Ready for a virtual needlework tour of Arlington Court?
This stately home has been owned by the Chichester family since the 14th Century. You may have heard of Sir Francis Chichester, the yatchtsman famous for being the first person to sail single-handed around the world in 1960. The house and grounds were bequeathed to the National Trust in 1949 by Miss Rosalie Chichester.
As National Trust members visiting Barnstable in Devon, on our recent vacation, we decided to pay Arlington Court a visit.
I was keen to look at any needlework and textiles on display.
Before we move on, I must say that I was permitted to take photos of the following items as long as I didn't use flash.
The first piece of needlework I spotted downstairs was this exquisite pole screen depicting a white Arab horse. The stitches were TINY. I wouldn't be surprised if the canvas count was as high as 50 threads to the inch! The work was carried out in tent stitch or petit point as it is also known.
Next was a floral chair seat cover also worked in needlepoint Although still small, the canvas count was not quite so fine as the picture above. I was impressed at how bright the colours still were in this piece.

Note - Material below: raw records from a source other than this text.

PR #2480, opened 2022-02-08
Remove unnecessary braces from iset.mm and set.mm (part 3).

jamesjer:
This covers the "REAL AND COMPLEX NUMBERS" sections of both set.mm and iset.mm.


benjub (approved):
I'm wondering if there is a way to have a smaller diff (after all, the "relevant" diffs are only the removal of whitespace, ${ and $} ). A way would be to have a diff on the set.mm versions obtained after typing "set width 9999" in ./metamath.
But since @jamesjer's script is reliable, that's not a big deal.

avekens (approved):

PR #2462, opened 2022-01-30
Preparatory theorems 2/2

mazsa:
The remaining Preparatory theorems (which don't need new definitions). Changed references to theorems not yet in my Mathbox from ` ~ ` to ` T ` and now to ` T_ ` in order to prevent reference and rewrapping issues revealed by ` verify markup ` .

PR #2483, opened 2022-02-09
remove extraneous hypotheses in br1steq and br2ndeq

### LINKED ISSUE #2481: br1steq br2ndeq: implementing the solution of Alexander by Benoit
Although the contribution date is before the contribution date of the current theorems ~br1steqg and ~br2ndeqg, the contribution itself is later than the current one (first come, first serve). Therefore, Scott Fenton should be kept as contributor. Removing the condition C e. X, however, is a good idea/result, therefore I propose to replace the current theorems by these ones, marking the current theorems as obsolete (using suffix OLD), and tagging them with "(Contributed by Scott Fenton, 2-Jul-2020.)  (Revised by Peter Mazsa, 30-Jan-2022.)"

_Originally posted by @avekens in https://github.com/metamath/set.mm/pull/2462#discussion_r795163713_

benjub:
Remove extraneous hypotheses in br1steq and br2ndeq, and adapt the proofs of the theorems using them.  This shortens slightly some proofs. This is a follow-up to the discusion in #2462.  Actually, @sctfn's original proofs did not make real use of the extraneous hypotheses, so I think the credits should remain unchanged.

@mazsa : it appears that you "rediscovered independently" the proofs (and maybe even before, but what is important is the date when the result was made public).  I know from experience that it can be frustrating sometimes.

@avekens , @mazsa : the hypothesis that C is a set can also be removed from br1steqg/br2ndeqg.  This is obvious since both sides of the biconditional in the consequent imply that C is a set (given the antecedent).  This gives a method to revise the proof, though there may be a shorter way.  Therefore, the person adapting the proof should appear in a `Revised to remove sethood hypothesis on C.  (Revised by XX, ...)` credit.  Who wants to give it a try ?

After that, it could be moved to Main.

### DIFF
--- a/discouraged
+++ b/discouraged
@@ -14360,6 +14360,8 @@ New usage of "bnnv" is discouraged (7 uses).
 New usage of "bnrel" is discouraged (1 uses).
 New usage of "bnsscmcl" is discouraged (0 uses).
 New usage of "bocardo" is discouraged (0 uses).
+New usage of "br1steqgOLD" is discouraged (0 uses).
+New usage of "br2ndeqgOLD" is discouraged (0 uses).
 New usage of "bra0" is discouraged (1 uses).
 New usage of "bra11" is discouraged (6 uses).
 New usage of "braadd" is discouraged (1 uses).
@@ -18642,6 +18644,8 @@ Proof modification of "bj-zfpow" is discouraged (71 steps).
 Proof modification of "bnj142OLD" is discouraged (51 steps).
 Proof modification of "bnj145OLD" is discouraged (112 steps).
 Proof modification of "bnj538OLD" is discouraged (94 steps).
+Proof modification of "br1steqgOLD" is discouraged (134 steps).
+Proof modification of "br2ndeqgOLD" is discouraged (134 steps).
 Proof modification of "brfi1indALT" is discouraged (789 steps).
 Proof modification of "brfi1indALTOLD" is discouraged (789 steps).
 Proof modification of "brfi1indOLD" is discouraged (48 steps).


avekens (approved):

mazsa:
@benjub @avekens @sctfn I only have the general version (cf. https://github.com/metamath/set.mm/pull/2457 for explanation), if these minimized proofs below are ok with you ( = nobody is against them / nobody will submit a shorter one, say until tomorrow 11 a.m. CET), I'll open a PR with this content (17-Jan-2022 was the date when I published them in the attachment https://groups.google.com/g/metamath/c/EQUGHDUCi2M/ ) :

  $( Uniqueness condition for binary relationship over the ` 1st ` relationship.  Revised to remove sethood hypothesis on ` C ` .  (Contributed by Scott Fenton, 2-Jul-2020.) (Revised by Peter Mazsa, 17-Jan-2022.) $)
  br1steqg $p |- ( ( A e. V /\ B e. W ) -> ( <. A , B >. 1st C <-> C = A ) ) $=
    ( wcel wa cop c1st cfv wceq wbr op1stg eqeq1d cvv wfn wb wfo fo1st fofn
    ax-mp opex fnbrfvb mp2an eqcom 3bitr3g ) ADFBEFGZABHZIJZCKZACKUHCILZCAKUGUI
    ACABDEMNIOPZUHOFUJUKQOOIRULSOOITUAABUBOUHCIUCUDACUEUF $.

  $( Uniqueness condition for binary relationship over the ` 2nd ` relationship.  Revised to remove sethood hypothesis on ` C ` .  (Contributed by Scott Fenton, 2-Jul-2020.) (Revised by Peter Mazsa, 17-Jan-2022.) $)
  br2ndeqg $p |- ( ( A e. V /\ B e. W ) -> ( <. A , B >. 2nd C <-> C = B ) ) $=
    ( wcel wa cop c2nd cfv wceq wbr op2ndg eqeq1d cvv wfn wb wfo fo2nd fofn
    ax-mp opex fnbrfvb mp2an eqcom 3bitr3g ) ADFBEFGZABHZIJZCKZBCKUHCILZCBKUGUI
    BCABDEMNIOPZUHOFUJUKQOOIRULSOOITUAABUBOUHCIUCUDBCUEUF $.

sctfn:
I have no objection to this. Nice work!

benjub:
@mazsa : nice !  When you add them, relabel the existing proofs to br1steqgOLD and br2ndeqgOLD, add to each both discouragement tags, and modify the comment to: "Obsolete proof of ~ br1steqg as of 10-Feb-2022.  (Contr..." Then, you'll have to regenerate the "discouraged" file as indicated in https://github.com/metamath/set.mm/blob/develop/CONTRIBUTING.md

benjub:
@mazsa : Actually, I'm going to add your versions now, it's going to be easier.  I'll add them in your mathbox, but only for a few days since we will move them to Main very soon.

**Edit**: I'll move the new versions next to the OLD ones in @sctfn 's mathbox since it appears before yours (so you can use it in your mathbox).  This will only stay like this for a few days, to be able to compare them on the webpage.

mazsa:
@benjub perfect, thank you. Please do this "discouraged" labeling etc as well: I was afraid of it anyway:)

benjub:
Ready to merge. @avekens : good for you ?  We'll give ourselves a few days to look at the webpages and see if we move only the *eqg forms of both *eq and *eqg to Main, and where precisely.

benjub:
May I obtain an approval from @avekens or @jkingdon or @sctfn or @tirix ?

sctfn (approved):

avekens (approved):

mazsa:
Benoit @benjub 
1. I think you can remove 
$d A x y z $.  $d B x y z $.  $d C x y z $.
conditions from br1steqg and br2ndeqg (row 510736) as well.
2. If we keep them in a Mathbox, verify markup will fail with
?Warning: The proof of "brxrn" in the Mathbox for Peter Mazsa references "br1steqg" / "br2ndeqg" in the Mathbox for Scott Fenton. 
Should I include in my PR a br1steqgTEMP and br2ndeqgTEMP until they are in their final place in the main set.mm?

benjub:
@mazsa : You're right, the DV conditions are useless since the new proofs have no dummy variables.  I'll remove them when I move the theorems to Main.

Make your changes in your mathbox as if the theorems were already in Main: I'm going to move them very soon (I just want to see the proofs on the website to get a better view), so by the time you do your PR, they will be in Main and "verify markup *" will pass.

mazsa:
@benjub thank you:)

benjub:
The proofs have been updated: http://us2.metamath.org/mpeuni/br1steqg.html

1. It appears that br1steq has a short proof from br1steqg. Same with br2ndeq(g).  @sctfn : can we shorten these proofs in your mathbox, without keeping the old ones ?

2. The proofs of br1steqg and br2ndeqg have a common part that can be proved independently. Actually, both are simple manipulations around
```
     fnbrfvb	|- ( ( F Fn A /\ B e. A ) -> ( ( F ` B ) = C <-> B F C ) )
```
The proof uses a shortcut which I'm not fond of, namely using `1st Fn _V` and `<. A , B >. e. _V` (while I would prefer using `1st Fn ( _V X. _V )` and `<. A , B >. e. ( _V X. _V )`). What do you think, @digama0 ?  I would propose adding a "couple version" of fnbrfvb as
```
     fnbrfvb2	|- ( ( F Fn ( V X. W ) /\ ( A e. V /\ B e. W ) ) ->
                     ( ( F ` <. A , B >. ) = C <-> <. A , B >. F C ) )
```
and prove br1steqg and br2ndeqg (and maybe other theorems) from it. Ping also @avekens.

mazsa:
@benjub I think @sctfn  proved br1steq and br2ndeq with the C e. _V hypothesis, @digama0 had the fnbrfvb solution but did not recognize that C e. _V became superfluous, I just removed C e. _V and wrote it in general form. If you escalate this to a PR, I think Mario should decide whether he approves it.

mazsa:
Benoit @benjib I think this will be a longer decision process: no problem, I'll go on tomorrow with a temporal br1steqT .

benjub:
PR #2500 moves br1steqg and br2ndeqg to Main. I'm still interested in @digama0 and/or @avekens's thoughts on my proposal to prove them from a new
```
fnbrfvb2        |- ( ( F Fn ( V X. W ) /\ ( A e. V /\ B e. W ) ) ->
                     ( ( F ` <. A , B >. ) = C <-> <. A , B >. F C ) )
```
for the reason mentioned above, and in @sctfn's approval to shorten the proofs of br1steq/br2ndeq thanks to br1steqg/br2ndeqg.

sctfn:
You’ve got my approval. Shorten away.

avekens:
> PR #2500 moves br1steqg and br2ndeqg to Main. I'm still interested in @digama0 and/or @avekens's thoughts on my proposal to prove them from a new
> 
> ```
> fnbrfvb2        |- ( ( F Fn ( V X. W ) /\ ( A e. V /\ B e. W ) ) ->
>                      ( ( F ` <. A , B >. ) = C <-> <. A , B >. F C ) )
> ```
> 
> for the reason mentioned above, and in @sctfn's approval to shorten the proofs of br1steq/br2ndeq thanks to br1steqg/br2ndeqg.

I agree with Benoît's suggestion.

mazsa:
@avekens @benoit just about their form, not their content:

fnbrfvb |- ( A e. V -> 
                  ( F Fn V -> 
                    ( ( F ` A ) = B <-> A F B ) ) )

fnbrfvb2 |- ( ( A e. V /\ B e. W )  -> 
                    ( F Fn ( V X. W ) -> 
                      ( ( F ` <. A , B >. ) = C <-> <. A , B >. F C ) ) )

mazsa:
@avekens @benoit @sctfn and perhaps
 
br1steqg $p |- ( ( A e. V /\ B e. W ) -> ( <. A , B >. 1st C <-> A = C ) )

br2ndeqg $p |- ( ( A e. V /\ B e. W ) -> ( <. A , B >. 2nd C <-> B = C ) ) 

by removing eqcom .

benjub:
@mazsa : it's more natural to have "C = A": "C is the image of <A,B> under the map 1st if and only if C is equal to A.

As for antecedents, we generally prefer the uncurried form (that is, ( . /\ . ) -> . over . -> ( . -> . )  ) because it turns out to be more readily applicable.

benjub:
Ah, I was tricked by the encoding of set.mm ! It is not true that ` 1st Fn ( _V X. _V ) ` , but one has ` 1st Fn _V ` ! It seems unnatural and I've already ranted about this kind of things enough... The reason of the set.mm encoding is that it allows for more shortcuts (a thing which I do not like but which is apparently appreciated by people who do more formalizations than me).  I proved fnbrfvb2 locally and will probably push it, but it will not be easily applicable to br1steqg and br2ndeqg, so I think they'll stay unchanged for the time being.

tirix:
Since we have `~1stnpr` and `~2ndnpr`:
```metamath
1stnpr $p |- ( -. A e. ( _V X. _V ) -> ( 1st ` A ) = (/) ) $.
2ndnpr $p |- ( -. A e. ( _V X. _V ) -> ( 2nd ` A ) = (/) ) $.
```
The behaviour seems to be exactly the same as `1st Fn ( _V X. _V)`, so I don't really see why we could not change that definition. Could you point me to that discussion?

benjub:
@tirix I haven't looked into the details, and do not know how much work the change would imply.  Since out-of-domain values are set to (/), the behavior would indeed be the same, but maybe some theorems, like fo1st: `1st : _V -onto-> _V` would need to be changed; I do not know how many of them. Indeed, my preference would be, e.g.,
`df-1st $p |- 1st = ( x e. ( _V X. _V ) |-> U. dom { x } )`
`fo1st $p |- 1st : ( _V X. _V ) -onto-> _V`
etc.
This may also make some proofs longer ? Some theorems have a hypothesis "X e. dom F" and we have existence theorems of the form X e. _V for basically any construction (labeled *ex), so we could apply them with F<-1st. Having to prove X e. (_V X. _V) would typically take a few more steps.

I'm interested in your thoughts, and maybe @digama0 as well.

jkingdon:
> I haven't looked into the details, and do not know how much work the change would imply.

A lot of places would need to be touched (`fo1st` has 33 usages), although I don't have especially good intuition about whether the changes would typically be simple or whether there would be a lot of case elimination on `A e. ( _V X. _V )` vs ` -. A e. ( _V X. _V ) ` which would presumably add steps.

A few other existing theorems don't necessarily tell us whether to change anything but perhaps show how things work currently:

```
f1stres $p |- ( 1st |` ( A X. B ) ) : ( A X. B ) --> A
df1st2 $p |- { <. <. x , y >. , z >. | z = x } = ( 1st |` ( _V X. _V ) )
```

sctfn:
I’ve thought about this for a while, and my preference would be:

1st = ( x e. _V , y e. _V |-> x ) 

That way, we completely avoid depending on the definition of an ordered pair.

jkingdon:
> 1st = ( x e. _V , y e. _V |-> x )

We have this in the form of http://us.metamath.org/mpeuni/df1stres.html which is `` |- ( 1st |` ( A X. B ) ) = ( x e. A , y e. B |-> x ) ``

sctfn:
Sorry, I meant I’d like that as the official definition. The old definition is an artifact of our previous definition of ordered pair and I’ve never been comfortable with its “out of band” behavior

benjub:
It's important to have both forms, but I think the definition should be
```
$a |- 1st = ( x e. ( _V X. _V ) |-> U. dom { x } ) $.
```
The RHS is not very important, since one will prove `( 1st `` <. A , B >. ) = A` under sethood hypotheses very soon after that, and then only use the latter.
The other definition `1st = ( x e. _V , y e. _V |-> x )` can be derived.  I understand that it may make more sense when viewing 1st as "the binary function which returns the first argument", which may be used more in computer science. But if you see 1st as "the projection on the first factor", I prefer the one above, since the "modern", or category theoretic definition of products is: the *product* of two objects A and B is a third object (denoted A X. B) *together with* two morphisms pr_1 : A X. B -> A and pr_2 : A X. B -> B such that...

**Edit**: to be clear: what is important is to have these two forms, the "value" theorem, as well as the functional statements I stated in the above paragraph.  Then, the choice of the "official" definition is secondary.

sctfn:
I guess I'm uncomfortable defining pr_1 in terms of domain, which in a
category setting would be ( 1st " A ).

benjub:
I understand what you mean. dom A = (  1st " A ) is indeed a fundamental
result, but note that the direct image is currently defined in terms of
dom. Anyway, what's important is that we agree, as we do, on the "public
interface" they should have, and then implementation can be changed without
too many repercussions.

Le mer. 16 févr. 2022 à 18:22, Scott Fenton ***@***.***> a
écrit :

> I guess I'm uncomfortable defining pr_1 in terms of domain, which in a
> category setting would be ( 1st " A ).
>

On the first floor there was more beautiful needlework to see.
This stunning patchwork quilt was made of the tiniest fabric hexagons. They couldn’t have been more than 2cm across!
It was dated from around 1890 and is now in a very fragile state as evident by the damage in the top left of the close up I took below. I can't begin to imagine how many hexagons there were in total in this quilt.
Sticking to a geometric theme, I discovered another pole screen. These helped protect people from the heat of an open fire, and were adjustable in height. I had a feeling that the colors would have been more vivid when it was first stitched.
One of the pieces I admired most was a crewelwork bedcover in the Library Bedroom (so named due to two large bookcases by the door).
This was worked in shades of blue wool and featured fantastic birds and exotic plants and flowers. The colors had likely faded from their original giving it a rather muted, but still beautiful appearance.
Would you believe this bedcover was found rolled up in a drawer where it had lain hidden for years? There was a note with it, stating that it was made by the maternal grandmother of Sir Francis Chichester.
In the same room as the quilt, was a couch with a pile of cushions (or pillows for my American friends). The lower one in this photograph was worked from a hand colored Victorian Berlin Woolwork pattern, while the one above it was worked in silk embroidery.
At the foot of this couch was a glorious chair covered entirely in needlepoint flowers. The soft hues had faded a little, but were still lovely.
On the floor in front of the chair was a sweet needlepoint foot stool.
In a glass fronted display case there were two pieces of stunning goldwork embroidery. This motif on a black fabric was only a fraction of the whole item.
The goldwork border, below, was hanging at the back of the case and this was the best photograph I could get without getting reflections in the shot.
Last but not least, was a modest needlework basket, full of bits and bobs.
I have only mentioned the needlework related items above, but there was lots more to view in Arlington Court.
Grand collections of ornamental elephants (including one made from red amber), shells from around the world and model ships and yachts were in abundance.
In the grounds was the National Trust Carriage Museum, which currently hosts the golden coach from Princess Diana's wedding, a true joy to behold! Sadly photography of this exquisite carriage was not permitted.
The gardens were stunning too, what a beautiful spot to end our visit. The scent of the wisteria was such a treat, I could have sat here with my mum and husband for hours. A nearby gardener kindly offered to take our photo as we rested our tired feet. I love how he framed us under the archway.
Definitely a day to remember, and well worth a visit if you are ever in the area.